There are products made to remove phosphates from the water, but I don't recommend as plants actually need some.
Algae eaters are the best bet.


----------



## AquaAurora (Jul 10, 2013)

Before you go buying an algae eater REASEARCH. They all have specific needs. I'd personally just deal with cleaning the algae off by hand as its very easy.
Otos are incredibly sensitive fish (tank MUST be fully cycled and well established-best to let it overrun with diatoms before introducing otos) and tend to have a low survival rate as they are wild caught and usually starve before buying, they are shoaling fish (keep in in a group of 6) and need 20g or larger tank for good surface area to eat off off. They prefer a lot of flow/well oxygenated water. Otos are true herbivores and won't eat most algae wafers and they contain "__" meal (kril, shrimp, fish etc), be careful keeping them with large fish as otos can end up on the menu (but their spiky little bodies ca cause their eater to choke to death). 
Bristlenose plecos are HUGE POOP MONSTERS, against 20g minimum but I'd personally get a larger tank, they do eat algae wafers and also like wood, they do best in well oxygenated tanks. 
Both otos and plecos need hiding places, a densely planted tank is recommended. 
Nerite snails bare minimum 10g tank, they don't eat algae wafer and rarely learn to eat veggies so the tank must have a constant natural supply of brown algae (diatoms), or you have to produce algae rocks to feed them.
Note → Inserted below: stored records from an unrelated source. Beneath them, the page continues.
PR #1576, opened 2023-05-30
[KIP-396] List offsets implementation

mahajanadhitya:


emasab (changes requested):
Here are the comments, sent a PR where I've done most of the suggestions for testing them.

src/confluent_kafka/admin/__init__.py
```diff
@@ -1010,5 +1056,48 @@ def alter_user_scram_credentials(self, alterations, **kwargs):
...
+            if not isinstance(kwargs['isolation_level'], _IsolationLevel):
+                raise TypeError("isolation_level argument should be an IsolationLevel")
+            kwargs['isolation_level'] = kwargs['isolation_level'].value
+
+        topic_partition_offsets_copy = []
+        for topic_partition, offset_spec in topic_partition_offsets.items():
+            topic_partition_offsets_copy.append(_TopicPartition(topic_partition.topic, int(topic_partition.partition),
+                                                int(offset_spec._value)))
+
+        topic_partition_keys = [_TopicPartition(topic_partition.topic, topic_partition.partition)
```
pranavrth, line 1096: Why are we not using `TopicPartition` from the input given by the user?

src/confluent_kafka/admin/_listoffsets.py
```diff
@@ -0,0 +1,149 @@
...
+# distributed under the License is distributed on an "AS IS" BASIS,
+# WITHOUT WARRANTIES OR CONDITIONS OF ANY KIND, either express or implied.
+# See the License for the specific language governing permissions and
+# limitations under the License.
+
+from abc import ABC, abstractmethod
+from .. import cimpl
+
+
+class OffsetSpec(ABC):
```
pranavrth, line 19: Need more understanding on this. We will discuss on a call.

pranavrth (changes requested):
First Round of Review. Checking test cases.

examples/adminapi.py
```diff
@@ -681,6 +682,57 @@ def example_alter_user_scram_credentials(a, args):
...
 
 
+def example_list_offsets(a, args):
+    topic_partition_offsets = {}
+    if len(args) < 1:
+        raise ValueError(
+            f"Invalid number of arguments for list offsets, expected at least 1, got {len(args)}")
+    i = 1
+    partition_i = 1
+    isolation_level = IsolationLevel[args[0]]
```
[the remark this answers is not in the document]
mahajanadhitya: Actually it is not but Emanuele has made so the request is more writable by the user. But I do feel like it is a overkill.

src/confluent_kafka/admin/__init__.py
```diff
@@ -1010,5 +1056,48 @@ def alter_user_scram_credentials(self, alterations, **kwargs):
                                                  AdminClient._make_user_scram_credentials_result)
 
         super(AdminClient, self).alter_user_scram_credentials(alterations, f, **kwargs)
+        return futmap
+
+    def list_offsets(self, topic_partition_offsets, **kwargs):
+        """
+        Enables to find the beginning offset,
+        end offset as well as the offset matching a timestamp
+        or the offset with max timestamp in partitions.
```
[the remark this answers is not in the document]
mahajanadhitya: Please suggest something in things like this otherwise it remains just stuck I feel this is an apt. description.

src/confluent_kafka/admin/__init__.py
mahajanadhitya: Because it might have offset or other value set and we do not want that in our key so only topic and partition should be set and for the internal usecase the offset_spec is stored in the offset.

examples/adminapi.py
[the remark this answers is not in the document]
emasab: To try different values of that option. It's the first argument in other examples (LK) too

src/confluent_kafka/admin/__init__.py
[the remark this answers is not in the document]
emasab: It's similar to the javadoc
https://kafka.apache.org/35/javadoc/org/apache/kafka/clients/admin/Admin.html#listOffsets(java.util.Map)

emasab (approved):
Thanks @mahajanadhitya @pranavrth . This looks good, let's wait for @pranavrth approval or for other comments.

examples/adminapi.py
```diff
@@ -681,6 +682,57 @@ def example_alter_user_scram_credentials(a, args):
             print("{}: Error: {}".format(username, e))
 
 
+def example_list_offsets(a, args):
+    topic_partition_offsets = {}
+    if len(args) < 1:
+        raise ValueError(
+            f"Invalid number of arguments for list offsets, expected at least 1, got {len(args)}")
```
philipnee, line 689: it can only be 0 here no? len(args) < 1.

src/confluent_kafka/admin/__init__.py
emasab: This has been changed because the rich compare method only checks the topic and partition

examples/adminapi.py
```diff
@@ -765,6 +767,57 @@ def example_alter_user_scram_credentials(a, args):
             print("{}: Error: {}".format(username, e))
 
 
+def example_list_offsets(a, args):
+    topic_partition_offsets = {}
+    if len(args) == 0:
```
pranavrth, line 772: There is no restriction like this in Java. Is empty map allowed there?

src/confluent_kafka/_model/__init__.py
```diff
@@ -132,3 +132,22 @@ def __init__(self, id, leader, replicas, isr):
...
+
+class IsolationLevel(Enum):
+    """
+    Enum for Kafka isolation levels.
+
+    Values
+    ------
+    READ_COMMITTED          : Skip offsets belonging to an aborted transaction.
+    READ_UNCOMMITTED        : Receive all the offsets.
+    """
```
pranavrth, line 145: Move them to field level. It doesn't render properly in docs.

src/confluent_kafka/admin/__init__.py
```diff
@@ -1103,5 +1158,43 @@ def alter_user_scram_credentials(self, alterations, **kwargs):
...
+        :raises ValueError: Invalid input value.
+        """
+        AdminClient._check_list_offsets_request(topic_partition_offsets, kwargs)
+
+        kwargs['isolation_level'] = kwargs['isolation_level'].value
+
+        topic_partition_offsets_copy = []
+        for topic_partition, offset_spec in topic_partition_offsets.items():
+            topic_partition_offsets_copy.append(_TopicPartition(topic_partition.topic, int(topic_partition.partition),
+                                                int(offset_spec._value)))
```
pranavrth, line 1193:
```suggestion
        topic_partition_offsets_list = [_TopicPartition(topic_partition.topic, int(topic_partition.partition), int(offset_spec._value)) for topic_partition, offset_spec in topic_partition_offsets.items()]
```

src/confluent_kafka/admin/__init__.py
```diff
@@ -1103,5 +1158,43 @@ def alter_user_scram_credentials(self, alterations, **kwargs):
...
+        :rtype: dict[TopicPartition, future]
+
+        :raises TypeError: Invalid input type.
+        :raises ValueError: Invalid input value.
+        """
+        AdminClient._check_list_offsets_request(topic_partition_offsets, kwargs)
+
+        kwargs['isolation_level'] = kwargs['isolation_level'].value
+
+        topic_partition_offsets_copy = []
```
pranavrth, line 1190: `topic_partition_offsets_list` `instead`.

src/confluent_kafka/admin/__init__.py
```diff
@@ -1103,5 +1158,43 @@ def alter_user_scram_credentials(self, alterations, **kwargs):
...
+                  raises KafkaException
+
+        :rtype: dict[TopicPartition, future]
+
+        :raises TypeError: Invalid input type.
+        :raises ValueError: Invalid input value.
+        """
+        AdminClient._check_list_offsets_request(topic_partition_offsets, kwargs)
+
+        kwargs['isolation_level'] = kwargs['isolation_level'].value
```
pranavrth, line 1188: Generally, we should not change the original variable. I would suggest to change the variable to `isolation_level_value` and use it in the `Admin.c` file

src/confluent_kafka/admin/_listoffsets.py
```diff
@@ -0,0 +1,149 @@
...
+    ListOffsetsResultInfo
+    Result of a `AdminClient.list_offsets` call associated to a partition.
+
+    Parameters
+    ----------
+    offset: int
+        The offset returned by the list_offsets call.
+    timestamp: int
+        The timestamp in milliseconds corresponding to the offset.
+        Not available (-1) when querying for the earliest of latest offsets.
```
pranavrth, line 140:
```suggestion
        Not available (-1) when querying for the earliest or the latest offsets.
```

?

src/confluent_kafka/src/Admin.c
```diff
@@ -2869,6 +2878,85 @@ const char Admin_alter_consumer_group_offsets_doc[] = PyDoc_STR(
...
+        struct Admin_options options = Admin_options_INITIALIZER;
+        rd_kafka_AdminOptions_t *c_options = NULL;
+        rd_kafka_topic_partition_list_t *c_topic_partitions = NULL;
+        CallState cs;
+        rd_kafka_queue_t *rkqu;
+
+        static char *kws[] = {"topic_partitions",
+                             "future",
+                             /* options */
+                             "isolation_level",
```
pranavrth, line 2893:
```suggestion
                             "isolation_level_value",
```

src/confluent_kafka/src/Admin.c
```diff
@@ -4219,6 +4311,52 @@ Admin_c_GroupResults_to_py (const rd_kafka_group_result_t **c_result_responses,
         return all_groups_result;
 }
 
+/**
+ *
+ * @brief Convert C ListOffsetsResult response to pyobject.
+ *
+ */
+static PyObject *Admin_c_ListOffsetsResult_to_py (const rd_kafka_ListOffsets_result_t *c_result_event) {
```
pranavrth, line 4319: This function should take `rd_kafka_ListOffsetsResultInfo_t **` as input instead of `rd_kafka_ListOffsets_result_t *`. Conversion from `rd_kafka_ListOffsets_result_t` to `rd_kafka_ListOffsetsResultInfo_t **` should happen in the case block of `Admin_background_event_cb` as per convention that we are following.

src/confluent_kafka/src/Admin.c
```diff
@@ -4219,6 +4311,52 @@ Admin_c_GroupResults_to_py (const rd_kafka_group_result_t **c_result_responses,
...
+                } else {
+                        PyObject *args = NULL;
+                        PyObject *kwargs = NULL;
+                        kwargs = PyDict_New();
+                        cfl_PyDict_SetLong(kwargs,"offset", c_topic_partition->offset);
+                        cfl_PyDict_SetLong(kwargs,"timestamp", c_timestamp);
+                        cfl_PyDict_SetInt(kwargs,"leader_epoch",
+                                rd_kafka_topic_partition_get_leader_epoch(c_topic_partition));
+                        args = PyTuple_New(0);
+                        value = PyObject_Call(ListOffsetsResultInfo_type, args, kwargs);
```
pranavrth, line 4349: Please check in other places whether we should handle exception case here?

src/confluent_kafka/src/Admin.c
```diff
@@ -4552,6 +4690,13 @@ static void Admin_background_event_cb (rd_kafka_t *rk, rd_kafka_event_t *rkev,
                 break;
         }
 
+        case RD_KAFKA_EVENT_LISTOFFSETS_RESULT:
+        {
+                const rd_kafka_ListOffsets_result_t *c_list_offsets_result = rd_kafka_event_ListOffsets_result(rkev);
+                result = Admin_c_ListOffsetsResult_to_py(c_list_offsets_result);
+                break;
+        }
```
pranavrth, line 4698: Same

tests/integration/admin/test_list_offsets.py
```diff
@@ -0,0 +1,61 @@
...
+
+    requests = {topic_partition: OffsetSpec.max_timestamp()}
+    futmap = admin_client.list_offsets(requests, isolation_level=IsolationLevel.READ_UNCOMMITTED, request_timeout=30)
+    for _, fut in futmap.items():
+        result = fut.result()
+        assert isinstance(result, ListOffsetsResultInfo)
+        assert (result.offset == 1)
+
+    requests = {topic_partition: OffsetSpec.for_timestamp(base_timestamp + 150)}
+    futmap = admin_client.list_offsets(requests, isolation_level=IsolationLevel.READ_UNCOMMITTED, request_timeout=30)
```
pranavrth, line 52: Let's add a case for no Admin options.

tests/test_Admin.py
```diff
@@ -1014,3 +1014,19 @@ def test_alter_user_scram_credentials_api():
         a.alter_user_scram_credentials([UserScramCredentialDeletion("sam", "string type")])
     with pytest.raises(TypeError):
         a.alter_user_scram_credentials([UserScramCredentialDeletion("sam", 123)])
+
+
+def test_list_offsets_api():
```
pranavrth, line 1019: Add more test cases for all the validations.

pranavrth (changes requested):
Few more comments. 
Add Changelog.

src/confluent_kafka/admin/__init__.py
```diff
@@ -1103,5 +1155,46 @@ def alter_user_scram_credentials(self, alterations, **kwargs):
...
+
+        :rtype: dict[TopicPartition, future]
+
+        :raises TypeError: Invalid input type.
+        :raises ValueError: Invalid input value.
+        """
+        AdminClient._check_list_offsets_request(topic_partition_offsets, kwargs)
+
+        if 'isolation_level' in kwargs:
+
```
pranavrth, line 1186: Remove extra line break

src/confluent_kafka/admin/__init__.py
```diff
@@ -1103,5 +1155,46 @@ def alter_user_scram_credentials(self, alterations, **kwargs):
...
+            kwargs['isolation_level_value'] = kwargs['isolation_level'].value
+            del kwargs['isolation_level']
```
pranavrth, line 1188: My point was that we should not touch the input variable. We can omit this line.

src/confluent_kafka/src/Admin.c
```diff
@@ -4219,6 +4309,57 @@ Admin_c_GroupResults_to_py (const rd_kafka_group_result_t **c_result_responses,
...
+                                goto raise;
+                }
+                PyDict_SetItem(result, c_part_to_py(c_topic_partition), value);
+                Py_DECREF(value);
+        }
+
+        Py_DECREF(ListOffsetsResultInfo_type);
+        return result;
+raise:
+        Py_DECREF(result);
```
pranavrth, line 4359: Use `Py_XDECREF` instead for raise cases.

when `i=0`, `result=NULL`, this statement will give segfault. Its safer to use XDECREF in general.

pranavrth (approved):
LGTM!. Minor nits.

src/confluent_kafka/admin/__init__.py
emasab: No it gives an error in that case because there's no `isolation_level` parameter

src/confluent_kafka/src/Admin.c
emasab: result cannot be NULL here, it's initialized before the for loop and there's no goto before

pranavrth: Still I prefer XDECREF. But its fine this way as well.

src/confluent_kafka/admin/__init__.py
pranavrth: Didn't get you. I am talking about deleting the key.

emasab: Yeah, if it's not deleted the error comes later when calling with kwargs

pranavrth: I don't understand why and where it gives issue. But its fine either way.

PR #1593, opened 2023-06-24
Added example with oauth/oidc example with CCloud logicalCluster and identityPoolId

sarwarbhuiyan:
The following example shows how to configure the producer with OAUTH. For Confluent Cloud where we need to pass extensions for "logicalCluster" and "identityPoolId" we need to pass some additional paramters.

### DIFF
--- a/examples/oauth_producer.py
+++ b/examples/oauth_producer.py
@@ -29,36 +29,29 @@ from confluent_kafka.serialization import StringSerializer
 import requests
 
 
-def _get_token(args, config):
-    """Note here value of config comes from sasl.oauthbearer.config below.
-    It is not used in this example but you can put arbitrary values to
-    configure how you can get the token (e.g. which token URL to use)
-    """
-    payload = {
-        'grant_type': 'client_credentials',
-        'scope': ' '.join(args.scopes)
-    }
-    resp = requests.post(args.token_url,
-                         auth=(args.client_id, args.client_secret),
-                         data=payload)
-    token = resp.json()
-    return token['access_token'], time.time() + float(token['expires_in'])
-
-
 def producer_config(args):
     logger = logging.getLogger(__name__)
-    return {
+    logger.setLevel(logging.DEBUG)
+    params = {
         'bootstrap.servers': args.bootstrap_servers,
-        'security.protocol': 'sasl_plaintext',
+        'retries': 1,
+        'message.send.max.retries': 1,
+        'delivery.timeout.ms': 30000,
+        'security.protocol': 'SASL_SSL',
         'sasl.mechanisms': 'OAUTHBEARER',
-        # sasl.oauthbearer.config can be used to pass argument to your oauth_cb
-        # It is not used in this example since we are passing all the arguments
-        # from command line
-        # 'sasl.oauthbearer.config': 'not-used',
-        'oauth_cb': functools.partial(_get_token, args),
-        'logger': logger,
+        'sasl.oauthbearer.method': 'oidc',
+        'sasl.oauthbearer.client.id': args.client_id,
+        'sasl.oauthbearer.client.secret': args.client_secret,
+        'sasl.oauthbearer.token.endpoint.url': args.token_url,
+        'sasl.oauthbearer.scope': ' '.join(args.scopes)
     }
+    if args.logical_cluster and args.identity_pool_id:
+        params['sasl.oauthbearer.extensions'] = 'logicalCluster='+args.logical_cluster+',identityPoolId='+args.identity_pool_id
 
+    if args.debug:
+       params['debug'] = args.debug
+
+    return params
 
 def delivery_report(err, msg):
     """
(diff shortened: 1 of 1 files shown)


pranavrth:
This example is more specific to Confluent Cloud. Can we move it to a new file?

pranavrth:
Just make sure that this example is tested.

examples/oauth_producer.py
```diff
@@ -29,36 +29,29 @@
...
-
-
 def producer_config(args):
     logger = logging.getLogger(__name__)
-    return {
+    logger.setLevel(logging.DEBUG)
+    params = {
         'bootstrap.servers': args.bootstrap_servers,
-        'security.protocol': 'sasl_plaintext',
+        'retries': 1,
```
pranavrth, line 37: This shouldn't be part of the example.

examples/oauth_producer.py
```diff
@@ -29,36 +29,29 @@
...
+        'message.send.max.retries': 1,
```
pranavrth, line 38: This shouldn't be part of the example as well.

examples/oauth_producer.py
```diff
@@ -131,5 +124,8 @@ def main(args):
                         help="Token URL.")
     parser.add_argument('--scopes', dest="scopes", required=True, nargs='+',
                         help="Scopes requested from OAuth server.")
-
+    parser.add_argument('--logical-cluster', dest="logical_cluster", required=False, help="Logical Cluster.")
+    parser.add_argument('--identity-pool-id', dest="identity_pool_id", required=False, help="Identity Pool ID.")
+    parser.add_argument('--debug', dest="debug", required=False, help="Comma separated list of following values broker,topic,msg")
```
pranavrth, line 129: Let's not add debug as part of the example.

examples/oauth_producer.py
```diff
@@ -29,36 +29,29 @@
...
 def producer_config(args):
     logger = logging.getLogger(__name__)
-    return {
+    logger.setLevel(logging.DEBUG)
+    params = {
         'bootstrap.servers': args.bootstrap_servers,
-        'security.protocol': 'sasl_plaintext',
+        'retries': 1,
+        'message.send.max.retries': 1,
+        'delivery.timeout.ms': 30000,
```
pranavrth, line 39: This shouldn't be part of the example as well.

examples/oauth_producer.py
```diff
@@ -131,5 +124,8 @@ def main(args):
                         help="Token URL.")
     parser.add_argument('--scopes', dest="scopes", required=True, nargs='+',
                         help="Scopes requested from OAuth server.")
-
+    parser.add_argument('--logical-cluster', dest="logical_cluster", required=False, help="Logical Cluster.")
```
pranavrth, line 127: If we move this to CC specific example, does it make sense to mark these are required?

pranavrth (changes requested):

examples/oauth_producer.py
sarwarbhuiyan: The original example is using an outdated callback based method so this example applies there too. Also, since the only difference between CC and AK/CP is this one param, it doesn't make sense to split it into another file. There's a wider task of updating all the examples to be using the recommended approach. 

The purpose of examples is to educate.

sarwarbhuiyan:
the example was tested against confluent cloud

examples/oauth_producer.py
pranavrth: We can improve old example as well and create a new example to cater mainly CC usecase. The idea is to make it easy for non CC user to use SASL as well. With everything specific to CC, user might get confused.

homestealth:
@pranavrth there seems to be two issues here:
1. the original client example for oauth seems to be using the incorrect callbackhandler. it should be using the librd one - can we fix this asap?
2. ccloud example is missing (for sasl extensions) - this is ok in a separate file, but we should create it

examples/oauth_producer.py
sarwarbhuiyan: It's not just specific to CC though. If you don't include the logicalClusterId and identityPoolId in the cli params, it's just just works against any AK or CP.

sarwarbhuiyan: I just don't want code that'll be copy pasted for a 2 line difference. The cli works with both CP and CC.

sarwarbhuiyan:
> @pranavrth there seems to be two issues here:
> 
> 1. the original client example for oauth seems to be using the incorrect callbackhandler. it should be using the librd one - can we fix this asap?
> 2. ccloud example is missing (for sasl extensions) - this is ok in a separate file, but we should create it

@homestealth the ccloud example is here in my PR with two additional parameters that does the trick and since this is a cli example I've added optional parameters to the cli which make it work. It seems overkill to have a separate file for the exact same code to be copied.

pranavrth:
I think it is fine to keep only one file but we should add a comment stating the two new configs are for CC case only.

Please also sign the CLA.

pranavrth:
@emasab - Any comment from your side before we can merge this?

dylanmei:
This is a valuable example, since it is config-based and removes the callback. How can we close this out?

pranavrth:
@sarwarbhuiyan - Can you please address my last comment to add some documentation? Please sign the CLA as well. We should merge this PR.

jriester:
Hi team, two more customers have reported issues with our current example. GTS has been finding this pull and giving the customer the example here, any way we can move this to live?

Again huge pooper for its size, they are known to crawl out of tanks but if a pet doesn't eat them they can live up to a month out of water, so find it and put it back in. They need calcium in the water to keep their shells strong/grow their shell. In soft calcium lacking water their shells with chip and break down eventually exposing organs which anything else in the tank will eat, killing the entire. Btw watch out for female nerites-they lay little hard white eggs EVERYWHERE that won't hatch in fresh water and nothing eats them, they take months to break down.
Shrimp.. very sensitive must have cycled and several months established (planted) tank. If in with fish they will can end up on the menu. Shrimp don't tolerate fluctuation well so be mindful with water changes that new water is same temp, pH, and TDS as tank water. Shrimp are known to jump out of a tank due to oor water quality, fear (predators and not enough hiding places) or lack of food.


----------



## miogpsrocks (Sep 3, 2015)

I guess this is good news for my Otto. I was worried there was nothing in the tank for him to eat since he did not accept the algae Wafer. 

Strange that this much brown algae exist with an Otto in the tank. 

I guess I should stop adding leafzone to the tank as this add more of the nutriments into the tank for the brown algae to consume. 

Are multiple Otto necessary since the tank is full of peaceful fish? Neons and red cherry shrimp. 

Thanks.


----------



## Maverick2015 (Aug 8, 2015)

Otos are happier in a group of at least 3. How bad it will be with just one I can't say, but it sounds like you could use a couple more. What size tank is this? Is this the 55?

For the brown algae, it is usually brown algae followed by green algae in new tanks.


----------



## AquaAurora (Jul 10, 2013)

Otos are shoaling fish and should be kept in a group of 6 or more. They will be less stressed and more active in a proper group size.


----------